I mean, I still don’t like the question, but I’ve come to dislike the prompt to passionately deliver a litany of “what I’m playing lately” a little bit more. The “lately” is the cloying part. As if for participation in this field it’s not just enough to enjoy games, to think critically about them, to play them sometimes. To spend all your time making them, as some do. It’s that you also must devote yourself to clawing ever uphill, passionately, as a consumer. Like if you were all at a buffet, and you came back to the table with only what you liked on your plate and not everything, you are merely a casual eater.
Casual! I am enjoying exploring familiar old design spaces. I really am excited to find the energy and motivation to revisit that Final Fantasy X HD remaster. And I am playing a lot of Puzzle Craft, an utterly inane but soothing and manageable “casual game.” And that is it. I reckon I am not very “passionate” about games, in the way I feel I am supposed to be. I am that woman who likes farm games, who everyone brings up in every sexist article about “games for women.” I feel pressured to apologize.

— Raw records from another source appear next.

Issue #958, opened 2019-05-11
Implement import by using importlib


skinny121:
The standard library for Python contains importlib, which contains a pure* Python implementation of the import machinery. This is lucky as we then don't have to implement it all in Rust. But we have to bootstrap it and implement all of the functionality it uses from builtin modules.

This is blocked by the following:
- [ ] compile should accept bytes as well as strings
- [x] _os.fspath - https://docs.python.org/3/library/os.html#os.fspath
- [x] sys.implementation.cache_tag  - This just needs to exist we don't support caching bytecode at the moment
- [ ] sys.pycache_prefix  - same as above
- [x] sys.flags
- [x] str.endswith needs to support tuple argument
- [ ] _io.FileIO \_\_enter\_\_ and \_\_exit\_\_ methods
- [x] sys.platform
- [x] os.getcwd
- [x] os.stat st_mtime attribute
- [ ] _warnings module
- possibly more

\* Uses built-in module _imp to actually create module objects.

palaviv:
An initial implementation can be found in #1018.

palaviv:
Another thing that would help this is supporting `{!r}` in string format.

palaviv:
This can be closed not that #1018 was merged

apatrushev:
`level` and `globals` argument is not provided and relative import is not working.
As example `import unittest` is broken at:
```python
from .result import TestResult
```

apatrushev:
Additional investigation - CPython does level magic in compile:
```bash
python -c "import dis; dis.dis(compile('from .second import value', '', 'exec'))"
```
```
  1           0 LOAD_CONST               0 (1)
              2 LOAD_CONST               1 (('value',))
              4 IMPORT_NAME              0 (second)
              6 IMPORT_FROM              1 (value)
              8 STORE_NAME               1 (value)
[...skipped...]
```
(note second dot)
```bash
python -c "import dis; dis.dis(compile('from ..second import value', '', 'exec'))"
```
```
  1           0 LOAD_CONST               0 (2)
              2 LOAD_CONST               1 (('value',))
              4 IMPORT_NAME              0 (second)
              6 IMPORT_FROM              1 (value)
              8 STORE_NAME               1 (value)
[...skipped...]
```

palaviv:
@apatrushev please look at the implementation of the relative import at #1050.

apatrushev:
> @apatrushev please look at the implementation of the relative import at #1050.

[...]

PR #962, opened 2019-05-11
Add st_{a,m,c}time to os.stat

skinny121:
For #958.

### DIFF
--- a/tests/snippets/stdlib_os.py
+++ b/tests/snippets/stdlib_os.py
@@ -143,6 +143,13 @@ with TestWithTempDir() as tmpdir:
 	print(stat_res.st_gid)
 	print(stat_res.st_size)
 	assert stat_res.st_size == len(CONTENT2) + len(CONTENT3)
+	print(stat_res.st_atime)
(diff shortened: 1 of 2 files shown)


tests/snippets/stdlib_os.py
```diff
@@ -143,6 +143,13 @@ def __exit__(self, exc_type, exc_val, exc_tb):
 	print(stat_res.st_gid)
 	print(stat_res.st_size)
 	assert stat_res.st_size == len(CONTENT2) + len(CONTENT3)
+	print(stat_res.st_atime)
+	print(stat_res.st_ctime)
+	print(stat_res.st_mtime)
+	# test that it all of these times are greater than the 10 May 2019, when this test was written
+	assert stat_res.st_atime > 1557500000
```
palaviv: I think you should check here that `test1` file is older then `test2` file.
I would also check that after changing the file the modification time is increased.

skinny121:
I also implemented os.fsync to assist with testing, the updating of the file time attributes.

This may be my favorite piece of the year-to-date; chock-full of quotable lines and familiar feelings. Alexander’s sentiment cuts to the core of The State of Gaming. I rarely play video games. I average two AAA titles and a handful of indies as my yearly allotment. As a substitute, I scrape together bits of time to check-in on industry news; Five-minutes here, ten-minutes there. Rather than commenting, I parse together thoughts on pieces in a blog format conducive to my limited time and incessant need to “be in the know.”
While I’m able to justify why I game, Alexander eloquently justifies why I don’t. This piece is a must read.